Los confinamientos suelen ser aburridos y desesperantes. Además, se producen siempre por algo indeseado e indeseable. Pero, dicho esto, no son pocos los que han aprovechado ese tiempo para escribir, componer, reflexionar o cualquier otra actividad que ha convertido en provechoso un tiempo que parecía perdido desde antes de comenzar.
Uno de los casos en los que el confinado ha sabido aprovechar la experiencia de un mundo reducido, muchas veces en soledad, imposible de comprender y con apariencia eterna, ha sido el de Elisabeth Tova Bailey. Esta mujer, estando en una pequeña población en la que se estaba produciendo una epidemia de gripe, decide regresar a su domicilio. En el viaje de vuelta, su compañero de viaje, un cirujano, tose y estornuda sin parar.

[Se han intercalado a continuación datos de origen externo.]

PR #942, opened 2018-09-10
Add encode/decode 64-bit integer funcs, et aliter

jnwatson:
Fill in placeholders for missing funcs that cause syntax errors.

yield from foo -> for x in foo.

Remove layer.xact class, merged into Layer class.

Made layer methods async.

Add some missing Slab methods needed for SlabSeqn.

Add SlabSeqn and SlabOffs versions of lmdb class that take a slab.


jnwatson:
Closing so CI doesn't try to build.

Termina postrada en la cama, tan cansada que no puede levantarse a coger un libro o a tomar un vaso de agua. Le diagnostican una fatiga crónica, primero; encefalomielitis, después: por último, una enfermedad mitocondrial. Y pasa meses y meses encerrada en una habitación. Algo pasó en aquella localidad, tal vez le contagió el cirujano o cualquier otra cosa.

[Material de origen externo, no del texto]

PR #945, opened 2018-09-13
Add new base class

jnwatson:
Combines Fini, Anit, and EventBus classes.

### DIFF
--- a/synapse/lib/base.py
+++ b/synapse/lib/base.py
@@ -3,15 +3,10 @@ import atexit
 import signal
 import asyncio
 import logging
-import functools
 import threading
 import collections
 
 import synapse.exc as s_exc
-import synapse.glob as s_glob
-import synapse.common as s_common
-
-import synapse.lib.thishost as s_thishost
 
 logger = logging.getLogger(__name__)
 
@@ -83,6 +78,7 @@ class Base:
         self._syn_links = []
         self._fini_funcs = []
         self._fini_atexit = False
+        self.loop: asyncio.AbstractEventLoop = None
 
     async def __anit__(self):
         pass
@@ -114,7 +110,7 @@ class Base:
 
     def incref(self):
         '''
-        Increment the reference count for this event bus.  This API may be optionally used to control fini().
+        Increment the reference count for this base.  This API may be optionally used to control fini().
         '''
         self._syn_refs += 1
         return self._syn_refs
@@ -149,7 +145,7 @@ class Base:
 
     def on(self, evnt, func, **filts):
         '''
-        Add an event bus function callback for a specific event with optional filtering.  If the function returns a
+        Add an base function callback for a specific event with optional filtering.  If the function returns a
         coroutine, it will be awaited.
 
         Args:
@@ -292,7 +288,7 @@ class Base:
 
     async def waitfini(self, timeout=None):
         '''
-        Wait for the event bus to fini()
+        Wait for the base to fini()
 
         Example:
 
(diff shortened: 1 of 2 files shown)


synapse/lib/base.py
```diff
@@ -0,0 +1,571 @@
...
+                dostuff()
+
+        Notes:
+            This does fire a 'ebus:main' event prior to entering the
+            waitfini() loop.
+
+        Returns:
+            None
+        '''
+        assert self.loop == s_glob.plex.loop
```
vEpiphyte: assert can be compiled away. what is the intent here?

synapse/lib/base.py
```diff
@@ -0,0 +1,571 @@
...
+            doneevent.wait()
+
+        except KeyboardInterrupt as e:
+            print('ctrl-c caught: shutting down')
+
+        finally:
+            # Avoid https://bugs.python.org/issue34680 by removing handler before closing down
+            s_glob.plex.loop.remove_signal_handler(signal.SIGTERM)
+
+            asyncio.run_coroutine_threadsafe(self.fini(), loop=self.loop)
```
vEpiphyte: This is going to return a future (which we don't snag) and then main() will exist right away.  This could allow for interpreter shutdown prior to the fini() running.  Can we wait for this future to run?  We definitely want to give objects the chance to gracefully shut down.

synapse/lib/base.py
```diff
@@ -0,0 +1,571 @@
...
+            for event in events:
+                # parse the events if you need...
+
+        NOTE: use with caution... it's easy to accidentally construct
+              race conditions with this mechanism ;)
+
+        '''
+        return Waiter(self, count, self.loop, *names)
+
+    async def log(self, level, mesg, **info):
```
vEpiphyte: We've never used this in production for anything meaningful. @invisig0th thoughts on gutting it?

synapse/lib/base.py
```diff
@@ -0,0 +1,571 @@
...
+        '''
+        info['time'] = s_common.now()
+        info['host'] = s_thishost.get('hostname')
+
+        info['level'] = level
+        info['class'] = self.__class__.__name__
+
+        await self.fire('log', mesg=mesg, **info)
+
+    async def exc(self, exc, **info):
```
vEpiphyte: We've never used this in production for anything meaningful as far as I know. @invisig0th thoughts on gutting it?

synapse/lib/base.py
```diff
@@ -0,0 +1,571 @@
...
+    '''
+    @classmethod
+    async def anit(cls, *args, **kwargs):
+        self = cls(*args, **kwargs)
+        self.loop = asyncio.get_event_loop()
+        await self.__anit__()
+        return self
+
+    def __init__(self):
+        self.isfini = False
```
vEpiphyte: Can we set `self.loop = None` in `__init__`?  We can type-hint him as an ioloop.  I'm wary of defining instance vars outside of `__init__`.

synapse/lib/base.py
jnwatson: just a sanity check. Actually, I can remove it, since we're no longer strongly tied to the plex loop.

synapse/lib/base.py
jnwatson: Actually, I'm not sure we should be fini'ing at all. The caller initialized the daemon, he should probably fini it too.

synapse/lib/base.py
jnwatson: I'll comment it out.

synapse/lib/base.py
jnwatson: Same.

synapse/lib/base.py
jnwatson: ok

synapse/lib/base.py
jnwatson: And the only current caller of `main` calls main inside a context manager, so I'm gonna delete.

Una amiga, encuentra un caracol en el camino cuando va a verla y se lo lleva a Elisabeth creyendo que le puede interesar. Y aquí comienza una experiencia de observación, de compañía inesperada, de progreso, de entendimiento de la realidad, que la autora ha convertido en un ensayo delicioso que habla de los límites para el ser humano, del concepto de tiempo, de las dudas y de las certezas. Se plantean temas de cierta profundidad que avalan algo muy sencillo: lo importante es que la vida siga evolucionando; da igual si los caracoles sueñan o no y si lograrán sobrevivir a la especie humana en el futuro.